PR #2968, opened 2022-06-20
Include checking of external links from Android and iOS repos in app_to_web Cypress test

brifemu:
I have improved the existing test by checking the external links stored in the cwa-android and cwa-ios repositories.

For the checks, apart from external links to CWA, redirects from /faq/ to /faq/results/ and hashed URLs (for FAQ links as well as for other internal CWA links) are taken into account. 

Currently, it does not detect any errors, just sometimes gets a timeout to visit a specific Apple URL.

Screenshot 2022-06-20 at 13 15 51

Screenshot 2022-06-20 at 13 16 20


MikeMcC399 (changes requested):
I request that this new code by moved to a new test in the https://github.com/corona-warn-app/cwa-website/tree/master/cypress/integration/hybrid directory.

See above for detailed explanation.

MikeMcC399:
It seems that the test always fails, as in the screenshot in https://github.com/corona-warn-app/cwa-website/pull/2968#issue-1276774637.

```
Method: GET
URL: http://apps.apple.com/de/app/corona-warn-app/id1512595757?mt=8

No response was received within the timeout.
```

It is checking an `http` URL although the link specified by the app is `https`.

See https://github.com/corona-warn-app/cwa-app-ios/blob/eac52ea2bcdb11faad382b53f0275f9bfcfb009c/src/xcode/ENA/ENA/Resources/Localization/bg.lproj/Localizable.links.strings#L63
"TicketValidation_CoronaWarnAppLink" = "https://apps.apple.com/de/app/corona-warn-app/id1512595757?mt=8";

MikeMcC399:
I am not really familiar with how the branches of the https://github.com/corona-warn-app/cwa-app-ios are managed, but when I looked at https://github.com/corona-warn-app/cwa-app-ios/tree/main I saw that this branch has not been updated for 2 months and therefore it does not contain the current released code, which would be in https://github.com/corona-warn-app/cwa-app-ios/tree/release/2.23.x.

MikeMcC399:
@brifemu 

I'm happy you agree about my comments! Your new code is a good addition to the test suite and it is complementary to the existing test.

When you move the code to a new test I will take another look and see if I can make some other suggestions.

I used the name `hybrid` to mean a mixture of internal and external link checking. Since the external link checking is often a problem, that is why I wanted to separate the tests. Many sites try to protect themselves from Denial-of-Service attacks, which can cause Cypress probes from cwa fail, although if you access the same URL manually there is no problem.

MikeMcC399:
One other point from the point of view of testing philosophy:

I don't believe it should be the responsibility of the cwa-website testing process to test whether a link from the CWA app (iOS or Android) to an external domain like `apps.apple.com` works or not. This is the responsibility of the CWA app testing process, not the responsibility of the website testing process [cwa-website/.../cypress](https://github.com/corona-warn-app/cwa-website/tree/master/cypress). The cwa-website is not involved if an app user clicks on a link in the app to apple for instance, so if the website isn't involved then the website test should also not be involved.

The principal behind the `app_to_web.js` test was to ensure that all the links on https://coronawarn.app which are expected and used by the CWA apps are actually available and working. This can reasonably be considered as the responsibility of the website testing process. That is why the test `app_to_web.js` did not cover the external links **from the apps** such as:
- https://reopen.europa.eu
- https://play.google.com
- https://www.bundesregierung.de
- https://www.rki.de
- https://apps.apple.com

It's different if there is a page on https://coronawarn.app which is trying to connect to an external site, in which case it should be tested, but not on the basis of testing which links the apps use. Then the test should be done in the `check_links.js` test, not in `app_to_web.js`.

MikeMcC399:
Based on my previous comment, I don't think that this PR should be implemented.

MikeMcC399 (changes requested):
Based on my previous comment, I don't think that this PR should be implemented.

MikeMcC399:
@brifemu 

> I guess we can modify this test to check only the links from the cwa-apps that redirect to cwa-website, to avoid dead links like when we implemented the new FAQ.

If you exclude external links, then your new test will test essentially the same links that the original app_to_web.js tested. So the test would be more or less a duplicate. There are however quite a few differences in the test method, so the results might not be identical.

> In that case, I think we can include it in "app_to_web.js". If you agree, I will start with the modification.

No I don't think this would be good. If you think it is necessary to use also your test methodology to duplicate the original test then I ask you to put your code in a separate *.js file and we can discuss further. There are advantages and disadvantages of the two different test methods, but I really wonder if both are necessary.

MikeMcC399:
As previously noted, this PR breaks the workflow [cypress-test-prod.yml](https://github.com/corona-warn-app/cwa-website/blob/master/.github/workflows/cypress-test-prod.yml):

```
      - name: Cypress run
        uses: cypress-io/github-action@v3
        with:
          browser: chrome
          headless: true
          config: baseUrl=https://coronawarn.app
          # Only run tests in top level of integration directory
          spec: cypress/integration/*.js
```

The above is equivalent to:
`npx cypress run -s 'cypress/integration/*.js' -c baseUrl=https://coronawarn.app --headless --browser chrome`

The failing test can also be demonstrated with the simpler command:
`npx cypress run -s 'cypress/integration/app_to_web.js' -c baseUrl=https://coronawarn.app --headed`

where it times out in each of the new tests after waiting 100000ms each time and therefore causes the complete test to fail after a delay of 400000ms.

When I tested the workflow [cypress-test-prod.yml](https://github.com/corona-warn-app/cwa-website/blob/master/.github/workflows/cypress-test-prod.yml) with this PR it failed after 18 minutes. Normally the workflow completes successfully in 8 minutes.

---
This PR should not be merged. It will cause failure.

It should be considered whether these changes in general are needed. If they are needed then I suggest closing this PR and creating a new PR with only the code from the new test.

MikeMcC399:
@brifemu 

Are you going to do any more work on this PR? It seems like the best way forward would be a new PR with a new separate Cypress test.

MikeMcC399:
I suggest to close this PR. @brifemu has not given any further feedback in the last three weeks.

It contains multiple problems including the showstopper issue that it breaks the workflow  [cypress-test-prod.yml](https://github.com/corona-warn-app/cwa-website/blob/master/.github/workflows/cypress-test-prod.yml). Execute<br>`npx cypress run -s 'cypress/integration/app_to_web.js' -c baseUrl=https://coronawarn.app --headed`<br>to demonstrate the showstopper issue.

dsarkar:
@MikeMcC399 We will check how we will proceed with this.

MikeMcC399:
@dsarkar 
> We will check how we will proceed with this.

Thank you!

The showstopper (breaking the workflow) could be fixed by code changes. If that is done, then the question comes up whether this test should fail if the app includes a non-working link to a website which is **not** https://www.coronawarn.app e.g. some other Federal German or EU website. I don't think this situation should cause this website test to fail, so checks for other websites like https://reopen.europa.eu/ should be excluded.

Now if checks for other websites are excluded, the new code just duplicates the existing test except that it pulls the link data directly from the iOS and Android app repositories. So effectively it would just check the correctness of the [cypress/fixtures/appToWebLinks.json](https://github.com/corona-warn-app/cwa-website/blob/master/cypress/fixtures/appToWebLinks.json) file which drives the URLs to be tested. This test file was created by hand in order to be able to test the different types of links better and more selectively.

I suggest that if any further work is done in this area then there should be a clear functional specification which says what the goal of additional code is to be.

svengabr:
Let me explain the background of this PR:

The app developers are unhappy with our current (live) tests since the tests are missing links that simply are not included in our static link list.

They wanted our cypress tests to read their link configuration files from the iOS and Android repository:
- iOS: https://github.com/corona-warn-app/cwa-app-ios/blob/main/src/xcode/ENA/ENA/Resources/Localization/en.lproj/Localizable.links.strings
- Android: https://github.com/corona-warn-app/cwa-app-android/blob/main/Corona-Warn-App/src/main/res/values/links.xml

Of course, only checking links that point to our website, not checking any external links like `https://www.bundesregierung.de/...`

MikeMcC399:
@svengabr 

Thanks for explaining the background and motivation!

> The app developers are unhappy with our current (live) tests since the tests are missing links that simply are not included in our static link list.

The production version of [cypress/integration/app_to_web.js](https://github.com/corona-warn-app/cwa-website/blob/master/cypress/integration/app_to_web.js) already checks all links to https://www.coronawarn.app which the iOS and Android apps have defined in their links tables. The Cypress test uses the following data table and checks each of the links in the two different language variations `/en` and `/de`. Please let me know if specific links are missing from this table. I will double-check from my side as well. 

I am also looking at how to automate the check to make sure no links have been missed out. That involves extracting links from the app files, filtering out links which are not https://www.coronawarn.app, consolidating, de-duplicating and sorting them.

https://github.com/corona-warn-app/cwa-website/blob/0ecf5ed9dc20e3c9f6b7f1af69d0e980301cc1fe/cypress/fixtures/appToWebLinks.json#L1-L47

> Of course, only checking links that point to our website, not checking any external links like https://www.bundesregierung.de/...

Thanks for clarifying that point!

MikeMcC399:
@svengabr 

- I checked whether the test [cypress/integration/app_to_web.js](https://github.com/corona-warn-app/cwa-website/blob/master/cypress/integration/app_to_web.js) is covering all cases, and I found two gaps: 
    - The test was not covering the default FAQ landing page https://www.coronawarn.app/en/faq/
    - Android and iOS are using two different variants to access the blog page https://www.coronawarn.app/en/blog/2021-08-05-statistictiles/, one is with a trailing forward slash character (/) and the other is without the slash character. Only the variant without the slash was being explicitly tested.
- I documented the findings on https://github.com/corona-warn-app/cwa-website/issues/3028 and submitted a solution in PR https://github.com/corona-warn-app/cwa-website/pull/3029 for the above two issues.

MikeMcC399:
@svengabr 

- Since PR #3029 is now merged, I don't see any other gaps in the testing. Please let me know if you think differently.

MikeMcC399:
@svengabr / @brifemu 

I saw some movement again in this PR from last week. Do you still want to go ahead with it?

I have also been looking at the task of dynamically taking the links files from the apps and checking them, so I have a few ideas. Unfortunately I have very little JavaScript experience, so I have a steep learning curve and I'm quite slow.

If you do go ahead, then I ask you to put the new test in a new script (if you need the old code then take a copy of it), leaving the existing `app_to_web.js` as it is. It seems the old code is being used to work around the redirects, but really if the test is to use live data, then it should also use the live redirect file https://github.com/corona-warn-app/cwa-website/blob/master/src/data/faq_redirects.json as well.

svengabr:
@MikeMcC399 we tried around a little but but finally decided to close this PR.

I think https://github.com/corona-warn-app/cwa-website/pull/3029 is good and additional changes are not needed.

MikeMcC399:
@svengabr 

I think that closing this PR was the right decision. The app links are all being checked by the existing test.

Even so, if the link data is taken dynamically from the app repositories it would take away the manual maintenance of the fixtures file. I will carry on looking at this and I will let you know if I get a separate working solution. It would only be worth putting into production if the CWA app has a longer lifetime with several more releases and the links from the app into the website are changing a lot, or if the existing links get different redirections implemented.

-- -- --

- WORK ITEM
Each line above that contains "tested" must be copied out.

- RESPONSE BOX
It's different if there is a page on https://coronawarn.app which is trying to connect to an external site, in which case it should be tested, but not on the basis of testing which links the apps use. Then the test should be done in the `check_links.js` test, not in `app_to_web.js`.
If you exclude external links, then your new test will test essentially the same links that the original app_to_web.js tested. So the test would be more or less a duplicate. There are however quite a few differences in the test method, so the results might not be identical.
When I tested the workflow [cypress-test-prod.yml](https://github.com/corona-warn-app/cwa-website/blob/master/.github/workflows/cypress-test-prod.yml) with this PR it failed after 18 minutes. Normally the workflow completes successfully in 8 minutes.
Now if checks for other websites are excluded, the new code just duplicates the existing test except that it pulls the link data directly from the iOS and Android app repositories. So effectively it would just check the correctness of the [cypress/fixtures/appToWebLinks.json](https://github.com/corona-warn-app/cwa-website/blob/master/cypress/fixtures/appToWebLinks.json) file which drives the URLs to be tested. This test file was created by hand in order to be able to test the different types of links better and more selectively.
    - Android and iOS are using two different variants to access the blog page https://www.coronawarn.app/en/blog/2021-08-05-statistictiles/, one is with a trailing forward slash character (/) and the other is without the slash character. Only the variant without the slash was being explicitly tested.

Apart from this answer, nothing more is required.